1) The first triangle is the standard equilateral triangle. Clearly medians of such triangles all have the same length and their length vary from $0$ to $\pi$.

2) The second triangle will be a perturbation of the following one. Take on $S^2$ two opposite points $A$ and $B$ and join them by two geodesics (of length $\pi$) that bound a sector with angle $\frac{3\pi}{4}$. Call one of these geodesics $AB$. And choose $C$ as the mid point of the other geodesic. It is easy to see that for this degenerate triangle all medians have length $\frac{3\pi}{4}$. Now, by perturbing slightly $A$, $B$ and $C$ one can decrease the lengths of all medians by the same amount.

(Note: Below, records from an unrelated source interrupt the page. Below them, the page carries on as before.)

PR #219, opened 2022-02-11
[RW-7838] Remove default compute engine SA account for Community Workbench projects

yonghaoy:
Per discussion offline, the default compute engine SA will not be used:
https://broadinstitute.slack.com/archives/C02PC66F6D8/p1644533971276899?thread_ts=1644424280.461739&cid=C02PC66F6D8


src/main/resources/config/dev/pool_schema.yml
```diff
@@ -1,18 +1,15 @@
 # Resource Buffer Service Pools Schema in dev environment
 ---
 poolConfigs:
-  - poolId: "cwb_ws_dev_v4"
-    size: 300
```
yonghaoy, line 5: dev and fiab has been using v5 now, safe to remove v4.

src/main/resources/config/prod/pool_schema.yml
```diff
@@ -8,8 +8,11 @@ poolConfigs:
     size: 3000
     resourceConfigName: "cwb_ws_prod_v4"
   - poolId: "cwb_ws_prod_v5"
-    size: 3000
+    size: 1000
```
yonghaoy, line 11: v5 has not been in production yet, and highly possible that we will skip this version. So change pool size to a smaller number just as a back up.

Qi77Qi (commented):
I can't think of anything uses this..but is there a way to test this in fiabs before we merge? if not, I'm fine with merging and give it a try

Qi77Qi (approved):

jmczerk (approved):
I don't have much context on these pools, but I did review for syntax, agreement of `resourceConfigName` with config file path, etc and LGTM.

Note. It is important in the second construction that by varying $A$ and $B$ as little as we want, we can achieve that the median starting from $C$ takes any length in $(0,\pi)$. However the length of two other medians stay close to $\frac{3\pi}{4}$.

PS, hyperbolic case. Concerning the hyperbolic case, it looks like the answer is positive. If I would like to prove it, I would do as follows.

i) Consider the map from the convex cone in $\mathbb R_{\ge 0}^3$ consisting of triples $(a,b,c)$ satisfying the (non-strict) triangle inequality to itself: lengths of sides $\to$ lengths of medians.

ii) Realise that this map if proper (preimage of compact is compact). And it is an isomorphism on the boundary on the cone.

iii) The map is a "diffeo" close to the point $(0,0,0)$ - because it is so for Euclidean triangles.

iv) This is the most complicated bit -- show that the map has non-vanishing differential. This is where one needs to make a calculation. But it looks very plausible.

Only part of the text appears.